[Action item]
Go over the entries and report the lines where the word "checks" occurs.

Dataset entries:
◆ ◆ ◆
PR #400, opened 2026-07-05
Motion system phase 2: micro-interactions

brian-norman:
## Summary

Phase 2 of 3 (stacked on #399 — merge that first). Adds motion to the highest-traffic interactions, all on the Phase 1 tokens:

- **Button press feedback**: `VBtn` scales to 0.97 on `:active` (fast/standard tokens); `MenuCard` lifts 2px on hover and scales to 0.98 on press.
◆ ◆ ◆
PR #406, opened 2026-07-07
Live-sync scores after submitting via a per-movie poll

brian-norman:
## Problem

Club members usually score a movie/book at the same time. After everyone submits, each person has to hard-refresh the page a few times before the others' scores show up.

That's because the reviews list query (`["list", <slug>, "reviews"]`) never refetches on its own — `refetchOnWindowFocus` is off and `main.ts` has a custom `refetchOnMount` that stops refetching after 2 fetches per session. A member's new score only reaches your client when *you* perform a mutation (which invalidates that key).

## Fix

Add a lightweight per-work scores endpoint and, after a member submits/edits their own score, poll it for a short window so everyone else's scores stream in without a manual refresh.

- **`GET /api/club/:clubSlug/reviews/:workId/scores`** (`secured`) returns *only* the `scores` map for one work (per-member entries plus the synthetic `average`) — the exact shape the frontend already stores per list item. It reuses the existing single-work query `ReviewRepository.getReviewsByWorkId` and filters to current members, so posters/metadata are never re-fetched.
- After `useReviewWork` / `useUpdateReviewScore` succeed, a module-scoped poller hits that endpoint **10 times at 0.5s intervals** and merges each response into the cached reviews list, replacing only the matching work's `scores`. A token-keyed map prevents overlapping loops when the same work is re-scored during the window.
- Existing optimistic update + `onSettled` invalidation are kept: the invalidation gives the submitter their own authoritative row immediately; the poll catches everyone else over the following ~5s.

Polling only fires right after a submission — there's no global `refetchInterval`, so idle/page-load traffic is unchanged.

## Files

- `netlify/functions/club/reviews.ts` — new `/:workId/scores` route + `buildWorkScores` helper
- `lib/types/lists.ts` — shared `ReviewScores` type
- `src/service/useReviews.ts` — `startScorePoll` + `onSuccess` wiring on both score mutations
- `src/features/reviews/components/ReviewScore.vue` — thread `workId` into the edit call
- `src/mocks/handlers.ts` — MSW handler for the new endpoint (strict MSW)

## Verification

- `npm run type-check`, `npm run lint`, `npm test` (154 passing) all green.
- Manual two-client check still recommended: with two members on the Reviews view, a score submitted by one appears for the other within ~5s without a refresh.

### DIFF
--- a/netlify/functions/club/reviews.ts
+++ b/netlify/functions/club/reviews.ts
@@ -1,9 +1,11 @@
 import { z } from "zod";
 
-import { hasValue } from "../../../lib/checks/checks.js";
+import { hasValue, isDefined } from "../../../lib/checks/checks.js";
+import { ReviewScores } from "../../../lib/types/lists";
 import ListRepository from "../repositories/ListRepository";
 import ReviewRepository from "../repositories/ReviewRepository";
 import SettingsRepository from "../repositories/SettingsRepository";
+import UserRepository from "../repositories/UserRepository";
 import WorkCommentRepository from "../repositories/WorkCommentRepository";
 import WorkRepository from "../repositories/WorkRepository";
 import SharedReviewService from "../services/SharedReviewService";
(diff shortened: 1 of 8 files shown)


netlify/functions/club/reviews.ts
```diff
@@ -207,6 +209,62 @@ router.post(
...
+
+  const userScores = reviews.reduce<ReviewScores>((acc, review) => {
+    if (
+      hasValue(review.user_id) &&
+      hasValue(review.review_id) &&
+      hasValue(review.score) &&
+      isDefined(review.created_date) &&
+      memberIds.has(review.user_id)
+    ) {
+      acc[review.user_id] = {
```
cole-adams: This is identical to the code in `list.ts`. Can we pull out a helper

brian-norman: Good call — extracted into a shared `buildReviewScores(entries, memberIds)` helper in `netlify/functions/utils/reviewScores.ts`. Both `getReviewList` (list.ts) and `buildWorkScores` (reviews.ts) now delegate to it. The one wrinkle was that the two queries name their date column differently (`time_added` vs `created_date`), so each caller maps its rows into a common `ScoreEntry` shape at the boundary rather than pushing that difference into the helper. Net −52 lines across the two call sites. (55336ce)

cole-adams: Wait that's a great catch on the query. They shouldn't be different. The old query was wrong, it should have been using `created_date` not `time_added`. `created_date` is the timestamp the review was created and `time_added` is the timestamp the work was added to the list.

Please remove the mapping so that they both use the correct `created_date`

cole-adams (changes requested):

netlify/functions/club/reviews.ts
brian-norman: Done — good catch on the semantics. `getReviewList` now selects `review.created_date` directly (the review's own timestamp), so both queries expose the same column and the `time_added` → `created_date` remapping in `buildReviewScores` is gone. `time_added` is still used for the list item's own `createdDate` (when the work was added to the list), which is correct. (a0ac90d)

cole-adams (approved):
◆ ◆ ◆
[Exercise answer]
-import { hasValue } from "../../../lib/checks/checks.js";
+import { hasValue, isDefined } from "../../../lib/checks/checks.js";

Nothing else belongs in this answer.